_WHAT YOU SHOULD DO_.
Search the listing below for the string "move" and show each line that contains it.

_GIVEN DATA_.

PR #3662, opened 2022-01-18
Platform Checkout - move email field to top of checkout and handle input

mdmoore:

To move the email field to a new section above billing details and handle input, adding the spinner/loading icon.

_RESULT OF THE TASK_.
Platform Checkout - move email field to top of checkout and handle input
To move the email field to a new section above billing details and handle input, adding the spinner/loading icon.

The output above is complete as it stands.